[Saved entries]
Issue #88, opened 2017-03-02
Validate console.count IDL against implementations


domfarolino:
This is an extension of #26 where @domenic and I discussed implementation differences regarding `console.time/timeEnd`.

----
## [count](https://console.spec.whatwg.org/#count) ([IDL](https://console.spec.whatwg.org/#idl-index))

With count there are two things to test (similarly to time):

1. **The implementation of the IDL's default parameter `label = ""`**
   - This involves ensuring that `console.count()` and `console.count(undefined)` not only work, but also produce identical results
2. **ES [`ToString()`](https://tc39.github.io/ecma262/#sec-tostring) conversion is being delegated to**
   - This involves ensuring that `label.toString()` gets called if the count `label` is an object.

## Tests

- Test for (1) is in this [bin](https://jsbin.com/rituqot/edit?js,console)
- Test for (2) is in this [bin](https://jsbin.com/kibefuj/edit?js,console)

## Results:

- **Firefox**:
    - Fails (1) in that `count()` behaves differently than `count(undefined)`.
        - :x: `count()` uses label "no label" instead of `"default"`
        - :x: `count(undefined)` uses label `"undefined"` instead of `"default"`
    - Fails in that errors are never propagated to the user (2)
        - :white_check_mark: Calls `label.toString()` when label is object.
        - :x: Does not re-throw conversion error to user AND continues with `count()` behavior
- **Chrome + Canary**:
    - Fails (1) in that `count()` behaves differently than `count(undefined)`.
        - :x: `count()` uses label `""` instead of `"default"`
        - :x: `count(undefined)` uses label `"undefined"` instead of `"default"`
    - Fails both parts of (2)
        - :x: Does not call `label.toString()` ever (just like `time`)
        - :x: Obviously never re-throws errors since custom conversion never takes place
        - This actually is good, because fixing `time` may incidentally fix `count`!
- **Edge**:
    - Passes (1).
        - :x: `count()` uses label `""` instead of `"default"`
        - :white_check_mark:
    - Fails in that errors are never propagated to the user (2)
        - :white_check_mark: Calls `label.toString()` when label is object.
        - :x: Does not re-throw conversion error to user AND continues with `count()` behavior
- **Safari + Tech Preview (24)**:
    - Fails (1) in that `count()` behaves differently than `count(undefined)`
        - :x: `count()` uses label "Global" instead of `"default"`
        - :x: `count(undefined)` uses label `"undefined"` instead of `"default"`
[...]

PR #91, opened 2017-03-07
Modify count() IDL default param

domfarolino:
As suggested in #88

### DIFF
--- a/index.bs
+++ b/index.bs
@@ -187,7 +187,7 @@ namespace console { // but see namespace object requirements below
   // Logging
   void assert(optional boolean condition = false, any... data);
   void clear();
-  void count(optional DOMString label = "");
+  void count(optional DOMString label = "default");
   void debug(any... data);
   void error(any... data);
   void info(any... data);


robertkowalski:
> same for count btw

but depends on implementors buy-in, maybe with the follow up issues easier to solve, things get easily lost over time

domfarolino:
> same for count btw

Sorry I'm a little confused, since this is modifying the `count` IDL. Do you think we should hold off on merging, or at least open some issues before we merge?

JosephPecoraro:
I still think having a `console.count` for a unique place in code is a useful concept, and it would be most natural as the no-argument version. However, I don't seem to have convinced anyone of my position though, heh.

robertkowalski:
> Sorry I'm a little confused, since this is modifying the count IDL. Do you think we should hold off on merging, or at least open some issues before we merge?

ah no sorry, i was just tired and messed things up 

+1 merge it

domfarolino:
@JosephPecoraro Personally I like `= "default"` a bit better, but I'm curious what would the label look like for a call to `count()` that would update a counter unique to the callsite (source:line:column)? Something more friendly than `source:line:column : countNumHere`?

---

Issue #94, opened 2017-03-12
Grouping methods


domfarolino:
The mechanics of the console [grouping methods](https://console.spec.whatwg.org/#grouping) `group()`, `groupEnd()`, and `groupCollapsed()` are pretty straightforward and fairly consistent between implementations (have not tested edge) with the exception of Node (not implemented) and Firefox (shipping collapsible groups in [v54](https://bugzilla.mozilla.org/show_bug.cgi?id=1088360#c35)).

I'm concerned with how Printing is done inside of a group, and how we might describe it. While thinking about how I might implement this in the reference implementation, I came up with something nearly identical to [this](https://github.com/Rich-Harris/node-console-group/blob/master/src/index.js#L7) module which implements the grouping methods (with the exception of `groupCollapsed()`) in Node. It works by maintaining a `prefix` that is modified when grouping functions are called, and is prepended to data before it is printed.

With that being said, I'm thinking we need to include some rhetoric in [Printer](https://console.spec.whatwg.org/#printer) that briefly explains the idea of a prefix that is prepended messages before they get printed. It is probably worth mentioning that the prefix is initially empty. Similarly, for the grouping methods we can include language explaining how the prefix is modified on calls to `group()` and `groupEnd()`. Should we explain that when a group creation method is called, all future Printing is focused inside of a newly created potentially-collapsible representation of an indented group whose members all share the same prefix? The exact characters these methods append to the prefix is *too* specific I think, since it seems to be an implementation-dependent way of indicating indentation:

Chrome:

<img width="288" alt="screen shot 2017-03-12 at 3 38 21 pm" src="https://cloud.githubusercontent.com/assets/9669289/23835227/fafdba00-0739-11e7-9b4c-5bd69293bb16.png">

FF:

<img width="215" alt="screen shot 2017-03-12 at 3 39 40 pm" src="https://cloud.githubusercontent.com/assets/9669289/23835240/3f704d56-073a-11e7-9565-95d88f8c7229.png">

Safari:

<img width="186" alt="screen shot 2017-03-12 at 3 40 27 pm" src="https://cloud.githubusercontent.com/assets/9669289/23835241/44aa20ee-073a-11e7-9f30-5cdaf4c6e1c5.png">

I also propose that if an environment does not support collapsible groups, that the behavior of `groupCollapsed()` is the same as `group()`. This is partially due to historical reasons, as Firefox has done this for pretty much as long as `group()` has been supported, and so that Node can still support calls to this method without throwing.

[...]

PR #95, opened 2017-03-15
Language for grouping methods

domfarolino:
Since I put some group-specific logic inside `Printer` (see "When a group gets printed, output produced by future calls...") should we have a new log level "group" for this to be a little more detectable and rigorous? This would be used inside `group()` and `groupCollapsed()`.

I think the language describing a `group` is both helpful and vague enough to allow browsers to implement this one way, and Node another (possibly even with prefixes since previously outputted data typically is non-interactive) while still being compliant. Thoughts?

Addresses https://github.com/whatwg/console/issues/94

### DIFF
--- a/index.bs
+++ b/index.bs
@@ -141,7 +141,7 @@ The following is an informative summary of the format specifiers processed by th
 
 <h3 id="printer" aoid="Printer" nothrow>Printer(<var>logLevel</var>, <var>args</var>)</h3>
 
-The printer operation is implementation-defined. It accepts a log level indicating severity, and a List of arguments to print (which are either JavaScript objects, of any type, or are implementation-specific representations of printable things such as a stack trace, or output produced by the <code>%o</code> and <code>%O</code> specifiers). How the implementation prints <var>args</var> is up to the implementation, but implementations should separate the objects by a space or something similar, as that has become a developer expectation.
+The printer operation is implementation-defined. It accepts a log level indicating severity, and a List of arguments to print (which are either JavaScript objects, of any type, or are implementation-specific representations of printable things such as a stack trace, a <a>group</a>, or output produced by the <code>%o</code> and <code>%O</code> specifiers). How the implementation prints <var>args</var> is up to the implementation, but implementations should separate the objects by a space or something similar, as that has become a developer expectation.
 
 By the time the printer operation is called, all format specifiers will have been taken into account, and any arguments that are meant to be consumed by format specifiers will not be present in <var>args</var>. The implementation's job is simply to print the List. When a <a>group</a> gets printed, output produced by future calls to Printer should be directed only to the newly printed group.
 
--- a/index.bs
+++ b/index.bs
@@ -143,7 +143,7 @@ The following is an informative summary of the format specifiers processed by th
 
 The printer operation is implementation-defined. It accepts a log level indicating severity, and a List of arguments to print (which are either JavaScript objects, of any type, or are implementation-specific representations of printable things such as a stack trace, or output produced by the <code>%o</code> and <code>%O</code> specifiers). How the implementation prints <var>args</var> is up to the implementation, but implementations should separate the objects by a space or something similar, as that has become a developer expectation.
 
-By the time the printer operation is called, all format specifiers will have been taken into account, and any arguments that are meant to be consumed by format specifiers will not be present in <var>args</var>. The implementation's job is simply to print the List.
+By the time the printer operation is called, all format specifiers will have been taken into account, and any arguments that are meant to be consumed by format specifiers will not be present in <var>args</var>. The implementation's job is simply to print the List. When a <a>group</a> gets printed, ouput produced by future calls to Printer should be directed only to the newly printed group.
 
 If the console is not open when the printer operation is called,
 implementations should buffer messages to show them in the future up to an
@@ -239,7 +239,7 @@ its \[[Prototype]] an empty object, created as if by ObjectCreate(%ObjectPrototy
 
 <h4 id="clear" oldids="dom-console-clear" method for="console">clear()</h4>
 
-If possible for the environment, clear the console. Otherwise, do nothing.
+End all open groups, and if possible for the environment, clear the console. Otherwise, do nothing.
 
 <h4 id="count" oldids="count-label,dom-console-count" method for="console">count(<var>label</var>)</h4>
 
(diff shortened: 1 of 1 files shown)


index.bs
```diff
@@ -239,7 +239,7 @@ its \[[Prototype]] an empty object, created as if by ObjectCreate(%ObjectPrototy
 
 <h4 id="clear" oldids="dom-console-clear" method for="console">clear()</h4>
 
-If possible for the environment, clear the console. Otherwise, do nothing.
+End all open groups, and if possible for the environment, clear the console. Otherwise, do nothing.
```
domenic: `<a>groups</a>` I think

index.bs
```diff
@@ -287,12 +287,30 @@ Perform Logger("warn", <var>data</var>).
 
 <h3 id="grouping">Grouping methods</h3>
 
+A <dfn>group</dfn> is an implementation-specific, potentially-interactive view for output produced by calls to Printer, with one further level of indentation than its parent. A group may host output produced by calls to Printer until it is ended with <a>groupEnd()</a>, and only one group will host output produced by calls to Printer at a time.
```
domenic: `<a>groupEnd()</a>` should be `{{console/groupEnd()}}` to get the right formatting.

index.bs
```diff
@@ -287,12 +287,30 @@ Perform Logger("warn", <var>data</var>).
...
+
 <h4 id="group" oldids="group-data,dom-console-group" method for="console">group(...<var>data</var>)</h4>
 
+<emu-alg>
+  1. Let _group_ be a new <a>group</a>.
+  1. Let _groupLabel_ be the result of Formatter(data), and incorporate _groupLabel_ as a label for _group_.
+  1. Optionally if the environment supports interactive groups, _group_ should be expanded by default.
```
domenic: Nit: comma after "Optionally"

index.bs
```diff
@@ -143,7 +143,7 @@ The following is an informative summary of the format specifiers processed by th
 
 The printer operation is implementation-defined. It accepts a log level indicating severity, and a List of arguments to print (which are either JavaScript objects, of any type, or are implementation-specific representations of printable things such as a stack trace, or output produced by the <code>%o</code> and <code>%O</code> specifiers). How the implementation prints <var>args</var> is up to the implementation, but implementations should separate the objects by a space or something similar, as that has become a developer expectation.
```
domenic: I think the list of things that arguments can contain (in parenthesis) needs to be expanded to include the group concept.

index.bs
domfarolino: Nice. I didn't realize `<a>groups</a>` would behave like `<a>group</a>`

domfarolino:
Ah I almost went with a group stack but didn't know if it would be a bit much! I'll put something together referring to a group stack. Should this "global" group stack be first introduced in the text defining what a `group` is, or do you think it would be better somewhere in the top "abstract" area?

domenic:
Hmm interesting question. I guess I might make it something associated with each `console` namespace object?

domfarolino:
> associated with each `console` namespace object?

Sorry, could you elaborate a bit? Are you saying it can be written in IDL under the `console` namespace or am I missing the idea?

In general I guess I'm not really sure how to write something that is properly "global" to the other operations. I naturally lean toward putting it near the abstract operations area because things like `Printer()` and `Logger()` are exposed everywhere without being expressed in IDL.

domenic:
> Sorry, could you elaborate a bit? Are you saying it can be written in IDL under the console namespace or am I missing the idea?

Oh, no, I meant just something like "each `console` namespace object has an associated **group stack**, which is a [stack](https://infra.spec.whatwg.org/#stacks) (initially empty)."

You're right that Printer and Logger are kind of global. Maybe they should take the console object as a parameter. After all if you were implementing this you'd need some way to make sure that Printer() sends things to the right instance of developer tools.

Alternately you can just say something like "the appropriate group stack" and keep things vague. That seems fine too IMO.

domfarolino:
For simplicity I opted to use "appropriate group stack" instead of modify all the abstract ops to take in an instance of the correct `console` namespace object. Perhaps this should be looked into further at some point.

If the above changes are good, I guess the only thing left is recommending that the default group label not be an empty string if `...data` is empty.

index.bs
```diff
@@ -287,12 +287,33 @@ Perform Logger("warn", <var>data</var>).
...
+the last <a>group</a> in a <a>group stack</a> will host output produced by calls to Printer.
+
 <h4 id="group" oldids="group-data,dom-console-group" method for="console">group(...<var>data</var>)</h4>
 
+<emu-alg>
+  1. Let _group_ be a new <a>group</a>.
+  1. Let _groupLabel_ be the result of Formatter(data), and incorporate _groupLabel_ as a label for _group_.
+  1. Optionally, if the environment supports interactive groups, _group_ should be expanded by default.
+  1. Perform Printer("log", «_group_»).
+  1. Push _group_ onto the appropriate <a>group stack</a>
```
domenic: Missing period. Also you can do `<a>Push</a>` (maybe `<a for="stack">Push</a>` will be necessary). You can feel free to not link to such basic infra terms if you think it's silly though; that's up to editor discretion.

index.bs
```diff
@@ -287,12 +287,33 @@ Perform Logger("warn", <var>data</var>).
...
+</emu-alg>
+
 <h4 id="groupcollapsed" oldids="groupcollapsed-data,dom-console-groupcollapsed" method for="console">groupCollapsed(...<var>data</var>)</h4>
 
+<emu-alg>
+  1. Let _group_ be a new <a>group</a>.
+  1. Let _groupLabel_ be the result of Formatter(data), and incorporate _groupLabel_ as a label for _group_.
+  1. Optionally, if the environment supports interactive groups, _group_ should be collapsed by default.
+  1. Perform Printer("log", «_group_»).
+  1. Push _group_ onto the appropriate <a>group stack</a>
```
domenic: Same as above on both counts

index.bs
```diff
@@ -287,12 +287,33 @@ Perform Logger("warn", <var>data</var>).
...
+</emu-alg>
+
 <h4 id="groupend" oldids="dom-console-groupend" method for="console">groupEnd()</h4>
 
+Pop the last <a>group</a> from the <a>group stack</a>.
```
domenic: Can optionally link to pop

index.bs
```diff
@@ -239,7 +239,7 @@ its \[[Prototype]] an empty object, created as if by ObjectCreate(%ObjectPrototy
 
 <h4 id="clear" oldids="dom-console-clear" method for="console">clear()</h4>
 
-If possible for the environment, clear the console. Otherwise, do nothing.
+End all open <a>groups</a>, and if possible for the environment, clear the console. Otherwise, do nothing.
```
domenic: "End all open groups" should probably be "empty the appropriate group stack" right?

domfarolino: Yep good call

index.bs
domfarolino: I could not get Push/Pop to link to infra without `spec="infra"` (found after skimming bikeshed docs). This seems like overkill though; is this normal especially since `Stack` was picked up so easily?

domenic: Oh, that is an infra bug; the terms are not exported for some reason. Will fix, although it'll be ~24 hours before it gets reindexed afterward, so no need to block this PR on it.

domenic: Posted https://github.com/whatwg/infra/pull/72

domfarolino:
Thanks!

# REQUIRED WORK:
Within the data above, the lines from the one with "Issue #88, opened 2017-03-02" to the one with "- Test for (1)" must be repeated exactly; no other line belongs in the answer.

# RESULT OF THE TASK:
Issue #88, opened 2017-03-02
Validate console.count IDL against implementations


domfarolino:
This is an extension of #26 where @domenic and I discussed implementation differences regarding `console.time/timeEnd`.

----
## [count](https://console.spec.whatwg.org/#count) ([IDL](https://console.spec.whatwg.org/#idl-index))

With count there are two things to test (similarly to time):

1. **The implementation of the IDL's default parameter `label = ""`**
   - This involves ensuring that `console.count()` and `console.count(undefined)` not only work, but also produce identical results
2. **ES [`ToString()`](https://tc39.github.io/ecma262/#sec-tostring) conversion is being delegated to**
   - This involves ensuring that `label.toString()` gets called if the count `label` is an object.

## Tests

- Test for (1) is in this [bin](https://jsbin.com/rituqot/edit?js,console)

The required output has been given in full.